Between the 6th and 10th centuries AD, the primary source of slaves for Europe and the Middle East were the territories of central and eastern Europe, especially Slavonic people. This is why the word for slave in many European languages is derived from the word for Slavs (in English, German and French, for example). Another important source for the Middle East was West Africa, via the trans-Saharan trade routes.

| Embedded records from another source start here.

PR #8975, opened 2025-01-28
[RUN-4426] Add com.mendix.core.LenientDateTimeParsing to Runtime Customization page

atennapel:
The `com.mendix.core.LenientDateTimeParsing` runtime setting was added in 10.0.0 but was never added to the Runtime Customization page, this PR rectifies that oversight.


emirmx:
Checking from runtime side. Looks good to me.

content/en/docs/refguide/runtime/custom-settings/_index.md
```diff
@@ -46,6 +46,7 @@ The following custom settings can be configured:
...
 | <a id="commendixcoreisClusterSlave" href="#commendixcoreisClusterSlave">com.<wbr>mendix.<wbr>core.<wbr>isClusterSlave</a> | Set to `true` in a high-availability scenario when this is *not* the [Cluster Leader](/refguide/clustered-mendix-runtime/#cluster-leader-follower). The buildpack will usually enforce this setting, but it may need to be set for some on-premises deployments. | `false` |
+| <a id="commendixcoreLenientDateTimeParsing" href="#commendixcoreLenientDateTimeParsing">com.<wbr>mendix.<wbr>core.<wbr>LenientDateTimeParsing</a> | The `parseDateTime` function will use more lenient parsing, as it did in Mendix 9, when set to `true`. For example `parseDateTime("yyyyMMdd", "2021-11-10")` will return `2020-11-01` as a date. If set to `false`, which is the default, this example will throw an error. It is recommended to not enable this setting to avoid unexpected results. | `false` |
```
MarkvanMents: @atennapel 
I think there is a typo - 2021-11-10 should return 2021-11-10 not 2021-11-01? Or am I missing something.
I wonder if it would be even clearer to say that 

> this example will throw an error as it is expecting `20211110`

just for completeness?

MarkvanMents (changes requested):
Hi @atennapel 
I think there is a typo in the example - and I've made a suggestion for making the information more complete.

content/en/docs/refguide/runtime/custom-settings/_index.md
atennapel: No, it's not a typo, that's a consequence of the lenient datatime parsing. It's unexpected but the "-1"s in the datatime string will be interpreted as "-1" and substract from the year, shifting the other values. This is why we now use strict datetime parsing by default in Mx10, to avoid these unexpected results. We added this runtime setting just in case there's a customer that really wants to use lenient parsing.

> this example will throw an error as it is expecting 20211110
Yes that would be fine to add.

MarkvanMents:
```suggestion
| <a id="commendixcoreLenientDateTimeParsing" href="#commendixcoreLenientDateTimeParsing">com.<wbr>mendix.<wbr>core.<wbr>LenientDateTimeParsing</a> | When set to `true`, the `parseDateTime` function will use more lenient parsing, as it did in Mendix 9. For example `parseDateTime("yyyyMMdd", "2021-11-10")` will return `2020-11-01` as a date if this is set to true, which is probably not the intended result.. If set to `false`, which is the default, this example will throw an error as it is expecting `20211110`. It is recommended to not enable this setting to avoid unexpected results. | `false` |
```

MarkvanMents (approved):
Looks good,
Thanks for the PR
Approving and merging.

PR #8999, opened 2025-01-31
Mendix SSO: Using Page URL

Karuna-Mendix:


Karuna-Mendix:
Got approval via Slack. Ready to be merged when informed.

PR #9013, opened 2025-02-03
User type info update for the IAM modules.

Karuna-Mendix:
https://mendix.atlassian.net/browse/TW-2522

### DIFF
--- a/content/en/docs/howto/monitoring-troubleshooting/populate-user-type.md
+++ b/content/en/docs/howto/monitoring-troubleshooting/populate-user-type.md
@@ -32,16 +32,28 @@ This approach is for end-users who are already set up in your app. For new end-u
 
 Outlined below is an example of a module that can be used to update UserType attribute. You will need to adapt the module logic for classifying your own internal and external end-users. 
 
+### Assigning UserType for Existing Users of IAM Modules
+
+The simplest method to set the user type is by using the IAM modules, which require only configuration without the need to develop a microflow. Alternatively, you can build a custom microflow as described in the [Populating UserType for Existing Users of an App](#using-microflow) section below.
+
+When connecting your app with an IdP, set up the user type through the capabilities of the OIDC SSO, SCIM, or SAML module. The user type is now configured in the User Provisioning, which is integrated into the OIDC SSO, SCIM, and SAML modules. This means you can directly configure end-users of your application as `internal` or `external` in the **User Provisioning** tab of your app. Based on this configuration, users are updated each time they log in. These modules allow you to set the user type per IdP as the source of your end-users, assuming that separate IdPs are used for `internal` and `external` users.
+
+For more information, refer to the User Provisioning section of the following modules:
+
+* [OIDC SSO](/appstore/modules/oidc/#custom-provisioning-rt)
+* [SAML](/appstore/modules/saml/#custom-provisioning-rt)
+* [SCIM](/appstore/modules/scim/#user-provisioning)
+
 ### Domain model
 
-In the example below, our aim is to update UserType attribute of UserReportInfo entity. However, the entity `UserReportInfo` is protected in the System module and has no access rules. As a result, it cannot be exposed directly in the UI pages. 
+In the example below, our aim is to update UserType attribute of `UserReportInfo` entity. However, the entity `UserReportInfo` is protected in the System module and has no access rules. As a result, it cannot be exposed directly in the UI pages. 
 Therefore, the approach we take is to create a new non-persistable entity, `UserTypeReport`, which we will populate based on the values of `UserReportInfo` to show in the UI.
 
 {{< figure src="/attachments/howto/monitoring-troubleshooting/populate-user-type/usertypereport.png" class="no-border" >}}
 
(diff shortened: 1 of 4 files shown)


content/en/docs/howto/monitoring-troubleshooting/populate-user-type.md
```diff
@@ -75,3 +75,9 @@ Therefore, the approach we take is to create a new non-persistable entity, `User
     {{< figure src="/attachments/howto/monitoring-troubleshooting/populate-user-type/user-type-report.png" class="no-border" >}}
 
 7. The report can be exported into an Excel file.
+
+### Assigning UserType for Existing Users of an IAM Modules
+
+When connecting your app with an IdP, the easiest way to set up the user type is through the capabilities of the OIDC SSO, SCIM, or SAML module. The user type is now configured in the User Commons, which is integrated into the OIDC SSO, SCIM, and SAML modules. This means you can directly configure end-users of your application as `internal` or `external` in the **User Provisioning** tab of your app. Based on this configuration, users are updated each time they log in.
```
JaapF: I think we agreed some time ago to not mention user Commons in user documention. Reason was that it's mostly an "internal" building block to create common functionalities.
So my suggestion would be to remove the 2nd sentence and tweak the 3rd sentence.

JaapF: Plesae add something like:

These modules allow you to set the Usertype _per IdP_ as the source of your end-users
We assume that you are using separate IdP's for your internal versus your external users.

content/en/docs/howto/monitoring-troubleshooting/populate-user-type.md
```diff
@@ -75,3 +75,9 @@ Therefore, the approach we take is to create a new non-persistable entity, `User
     {{< figure src="/attachments/howto/monitoring-troubleshooting/populate-user-type/user-type-report.png" class="no-border" >}}
 
 7. The report can be exported into an Excel file.
+
+### Assigning UserType for Existing Users of an IAM Modules
```
JaapF: Can we put this method first in the document?

And maybe some introduction like:
- easiest way to set user type is using the IAM modules. Just config, no need to develop a microflow.
- alternatively build your own microflow as described in section x.y.z

content/en/docs/howto/monitoring-troubleshooting/populate-user-type.md
```diff
@@ -32,16 +32,28 @@ This approach is for end-users who are already set up in your app. For new end-u
 
 Outlined below is an example of a module that can be used to update UserType attribute. You will need to adapt the module logic for classifying your own internal and external end-users. 
 
+### Assigning UserType for Existing Users of IAM Modules
+
+The simplest method to set the user type is by using the IAM modules, which require only configuration without the need to develop a microflow. Alternatively, you can build a custom microflow as described in the [Populating UserType for Existing Users of an App](#using-microflow) section below.
```
MarkvanMents: Perhaps put the list of IAM modules at this point rather than (or as well as) at the end of the section.
Customers might not immediately link SAML to IAM, or might not know what IAM options we offer.
For example
> The simplest method to set the user type is by using the IAM modules, which require only configuration without the need to develop a microflow. Mendix provides the following IAM modules:
> {list of modules}
> 
> Alternatively …

content/en/docs/howto/monitoring-troubleshooting/populate-user-type.md
```diff
@@ -32,16 +32,28 @@ This approach is for end-users who are already set up in your app. For new end-u
 
 Outlined below is an example of a module that can be used to update UserType attribute. You will need to adapt the module logic for classifying your own internal and external end-users. 
 
+### Assigning UserType for Existing Users of IAM Modules
```
MarkvanMents: I think this should be an H2 section above the **## Approach** section above. It isn't really part of that section and interrupts the flow.

Then have the whole of the **## Approach** section after the IAM section and call it something like **## Assigning UserType Using a Microflow**

I'm also not sure that this is really for "Existing Users", it is for all users who use SSO through an IAM module. It is also set up for new users (according to the documents above).

MarkvanMents (changes requested):
Hi Karuna,
Content looks good, but I've made some suggestions about where the section should go.
I think the new content is it's own H2 section rather than being an H3 as part of another section.
Other than that, I think it is good to go.
Mark

content/en/docs/howto/monitoring-troubleshooting/populate-user-type.md
Karuna-Mendix: done

Karuna-Mendix:
> Hi Karuna, Content looks good, but I've made some suggestions about where the section should go. I think the new content is it's own H2 section rather than being an H3 as part of another section. Other than that, I think it is good to go. Mark

Thank you Mark! I am implementing your feedback.

Karuna-Mendix (commented):
Implementing the feedback.

Karuna-Mendix (commented):
done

After the conquest of North Africa and Spain by Muslims, the Islamic world became a huge importer of slaves from central Europe. The trade routes were established between slave trade centres in the Slavonic countries (for example Prague and Wolin) and Arab metropoles in Spain. Because of religious constraints, the slave trade was monopolised by Jews who were able to transfer the slaves from Pagan central Europe through Christian western Europe to Muslim countries in Spain and Africa. The majority of slaves were prisoners captured in wars between Slavonic tribes and states.


This trade came to the end in 10th century after the Christianisation of the central European Slavic countries.


Serfdom replaced the institutition of slavery. While serfdom had numerous disadvantages, it was in no way equivalent with slavery. For example, serfs had numerous rights that slaves did not have: they could marry, have a family, pass on a family inheritance, and cultivate the land.


Further reading: Those Terrible Middle Ages, by Regine Pernoud.


Saint Adalbert was one person that wanted to put an end to the slave trade.